┌──

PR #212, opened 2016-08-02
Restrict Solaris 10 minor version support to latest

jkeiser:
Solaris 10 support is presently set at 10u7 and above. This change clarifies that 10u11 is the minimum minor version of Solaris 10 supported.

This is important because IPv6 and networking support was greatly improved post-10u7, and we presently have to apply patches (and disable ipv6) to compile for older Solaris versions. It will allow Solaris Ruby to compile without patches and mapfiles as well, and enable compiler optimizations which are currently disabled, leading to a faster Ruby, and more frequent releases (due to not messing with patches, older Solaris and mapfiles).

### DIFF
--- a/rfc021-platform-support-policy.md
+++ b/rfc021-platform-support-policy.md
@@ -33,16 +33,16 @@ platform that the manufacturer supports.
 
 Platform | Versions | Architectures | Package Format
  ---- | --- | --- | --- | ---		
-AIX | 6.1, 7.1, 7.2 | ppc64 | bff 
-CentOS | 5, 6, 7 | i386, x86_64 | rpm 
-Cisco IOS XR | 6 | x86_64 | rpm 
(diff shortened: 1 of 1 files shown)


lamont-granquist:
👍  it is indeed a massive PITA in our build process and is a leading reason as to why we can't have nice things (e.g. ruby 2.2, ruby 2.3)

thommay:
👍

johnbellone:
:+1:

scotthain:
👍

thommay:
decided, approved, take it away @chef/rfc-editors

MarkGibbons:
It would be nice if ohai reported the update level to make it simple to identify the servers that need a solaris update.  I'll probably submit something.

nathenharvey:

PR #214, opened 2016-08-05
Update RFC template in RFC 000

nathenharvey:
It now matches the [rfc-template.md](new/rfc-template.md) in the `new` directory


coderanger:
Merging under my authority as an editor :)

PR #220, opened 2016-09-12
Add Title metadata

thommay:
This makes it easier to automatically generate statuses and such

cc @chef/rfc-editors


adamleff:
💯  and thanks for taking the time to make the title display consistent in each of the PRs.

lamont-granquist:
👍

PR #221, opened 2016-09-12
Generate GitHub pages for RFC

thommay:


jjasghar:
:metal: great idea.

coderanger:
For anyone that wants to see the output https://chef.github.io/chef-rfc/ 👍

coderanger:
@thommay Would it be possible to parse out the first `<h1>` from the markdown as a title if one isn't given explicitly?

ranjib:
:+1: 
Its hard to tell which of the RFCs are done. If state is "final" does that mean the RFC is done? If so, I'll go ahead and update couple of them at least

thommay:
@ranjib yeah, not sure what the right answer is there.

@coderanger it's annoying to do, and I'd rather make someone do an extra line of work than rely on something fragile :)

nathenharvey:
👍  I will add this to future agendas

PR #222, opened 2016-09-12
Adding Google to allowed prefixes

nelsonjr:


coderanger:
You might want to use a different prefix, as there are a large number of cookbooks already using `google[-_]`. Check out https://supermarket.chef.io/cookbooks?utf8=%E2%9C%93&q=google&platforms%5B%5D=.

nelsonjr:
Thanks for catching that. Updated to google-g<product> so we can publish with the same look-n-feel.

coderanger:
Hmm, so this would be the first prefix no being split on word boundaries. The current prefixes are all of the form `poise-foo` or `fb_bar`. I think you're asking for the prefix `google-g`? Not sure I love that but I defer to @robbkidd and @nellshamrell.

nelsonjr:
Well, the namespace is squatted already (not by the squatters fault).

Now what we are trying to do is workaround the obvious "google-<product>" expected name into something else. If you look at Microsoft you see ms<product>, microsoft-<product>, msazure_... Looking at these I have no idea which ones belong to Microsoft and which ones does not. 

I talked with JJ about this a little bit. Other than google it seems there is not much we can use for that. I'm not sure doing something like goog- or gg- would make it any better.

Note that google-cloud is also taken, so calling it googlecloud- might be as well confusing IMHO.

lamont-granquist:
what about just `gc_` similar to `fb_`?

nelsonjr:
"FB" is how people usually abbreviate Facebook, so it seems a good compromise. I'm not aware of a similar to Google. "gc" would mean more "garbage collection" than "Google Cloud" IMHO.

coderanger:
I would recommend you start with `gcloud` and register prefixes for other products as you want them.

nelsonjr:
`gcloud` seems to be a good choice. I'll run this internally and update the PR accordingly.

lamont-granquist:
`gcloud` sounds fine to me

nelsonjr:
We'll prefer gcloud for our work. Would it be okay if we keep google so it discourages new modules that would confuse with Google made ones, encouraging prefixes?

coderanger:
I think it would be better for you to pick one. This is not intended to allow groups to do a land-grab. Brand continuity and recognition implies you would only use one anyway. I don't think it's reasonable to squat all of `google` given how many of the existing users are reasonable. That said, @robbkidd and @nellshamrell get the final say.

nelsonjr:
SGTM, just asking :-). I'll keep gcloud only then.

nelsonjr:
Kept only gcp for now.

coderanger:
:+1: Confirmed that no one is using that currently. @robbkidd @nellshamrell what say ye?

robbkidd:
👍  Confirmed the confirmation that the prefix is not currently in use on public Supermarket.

└──
┌──

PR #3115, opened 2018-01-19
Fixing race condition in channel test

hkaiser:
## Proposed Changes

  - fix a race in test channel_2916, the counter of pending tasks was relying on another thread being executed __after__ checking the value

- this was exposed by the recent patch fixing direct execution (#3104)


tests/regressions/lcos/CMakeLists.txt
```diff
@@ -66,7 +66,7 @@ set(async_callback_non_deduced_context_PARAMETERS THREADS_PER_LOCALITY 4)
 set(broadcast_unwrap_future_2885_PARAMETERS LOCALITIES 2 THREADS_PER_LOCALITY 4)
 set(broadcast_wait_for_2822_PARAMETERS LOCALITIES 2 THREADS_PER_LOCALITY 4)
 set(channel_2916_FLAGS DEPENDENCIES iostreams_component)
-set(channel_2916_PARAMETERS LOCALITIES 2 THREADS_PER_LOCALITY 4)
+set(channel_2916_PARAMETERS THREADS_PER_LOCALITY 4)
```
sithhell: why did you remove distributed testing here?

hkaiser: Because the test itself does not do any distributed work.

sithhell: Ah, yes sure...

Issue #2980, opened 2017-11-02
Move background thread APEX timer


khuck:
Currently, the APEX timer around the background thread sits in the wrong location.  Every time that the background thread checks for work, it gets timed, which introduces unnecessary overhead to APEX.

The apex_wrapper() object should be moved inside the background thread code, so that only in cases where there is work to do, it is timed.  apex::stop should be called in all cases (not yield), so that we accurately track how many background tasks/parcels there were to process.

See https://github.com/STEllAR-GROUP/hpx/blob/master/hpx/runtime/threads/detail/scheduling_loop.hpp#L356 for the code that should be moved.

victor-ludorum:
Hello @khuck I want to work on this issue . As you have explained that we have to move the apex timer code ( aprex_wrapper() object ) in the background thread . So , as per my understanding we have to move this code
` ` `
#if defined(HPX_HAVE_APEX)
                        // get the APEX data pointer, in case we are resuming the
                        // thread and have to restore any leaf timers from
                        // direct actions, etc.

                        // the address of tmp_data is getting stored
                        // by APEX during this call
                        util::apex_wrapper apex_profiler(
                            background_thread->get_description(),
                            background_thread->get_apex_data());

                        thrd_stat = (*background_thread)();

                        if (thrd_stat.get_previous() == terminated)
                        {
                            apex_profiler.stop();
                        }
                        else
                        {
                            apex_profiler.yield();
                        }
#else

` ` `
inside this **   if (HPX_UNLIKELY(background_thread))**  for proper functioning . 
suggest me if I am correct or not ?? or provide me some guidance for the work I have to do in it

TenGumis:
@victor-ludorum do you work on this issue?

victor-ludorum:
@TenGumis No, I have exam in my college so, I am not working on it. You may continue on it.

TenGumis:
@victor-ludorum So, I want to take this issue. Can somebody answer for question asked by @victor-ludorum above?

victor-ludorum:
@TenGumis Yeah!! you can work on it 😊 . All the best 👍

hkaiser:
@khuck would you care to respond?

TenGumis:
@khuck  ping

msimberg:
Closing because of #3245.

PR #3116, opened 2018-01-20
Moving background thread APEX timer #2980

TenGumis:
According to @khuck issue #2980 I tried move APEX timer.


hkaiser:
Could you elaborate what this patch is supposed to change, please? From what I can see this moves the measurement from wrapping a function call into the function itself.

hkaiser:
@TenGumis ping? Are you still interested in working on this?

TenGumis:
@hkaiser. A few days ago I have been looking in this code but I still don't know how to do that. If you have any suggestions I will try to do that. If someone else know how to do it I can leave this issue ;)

└──

__AIM OF THE EXERCISE__
The reply should hold only the lines of the listing above starting at the line containing "PR #212, opened 2016-08-02" and ending at the line containing "2.2, ruby 2.3)", exactly as written.

__EXPECTED ANSWER__
PR #212, opened 2016-08-02
Restrict Solaris 10 minor version support to latest

jkeiser:
Solaris 10 support is presently set at 10u7 and above. This change clarifies that 10u11 is the minimum minor version of Solaris 10 supported.

This is important because IPv6 and networking support was greatly improved post-10u7, and we presently have to apply patches (and disable ipv6) to compile for older Solaris versions. It will allow Solaris Ruby to compile without patches and mapfiles as well, and enable compiler optimizations which are currently disabled, leading to a faster Ruby, and more frequent releases (due to not messing with patches, older Solaris and mapfiles).

### DIFF
--- a/rfc021-platform-support-policy.md
+++ b/rfc021-platform-support-policy.md
@@ -33,16 +33,16 @@ platform that the manufacturer supports.
 
 Platform | Versions | Architectures | Package Format
  ---- | --- | --- | --- | ---		
-AIX | 6.1, 7.1, 7.2 | ppc64 | bff 
-CentOS | 5, 6, 7 | i386, x86_64 | rpm 
-Cisco IOS XR | 6 | x86_64 | rpm 
(diff shortened: 1 of 1 files shown)


lamont-granquist:
👍  it is indeed a massive PITA in our build process and is a leading reason as to why we can't have nice things (e.g. ruby 2.2, ruby 2.3)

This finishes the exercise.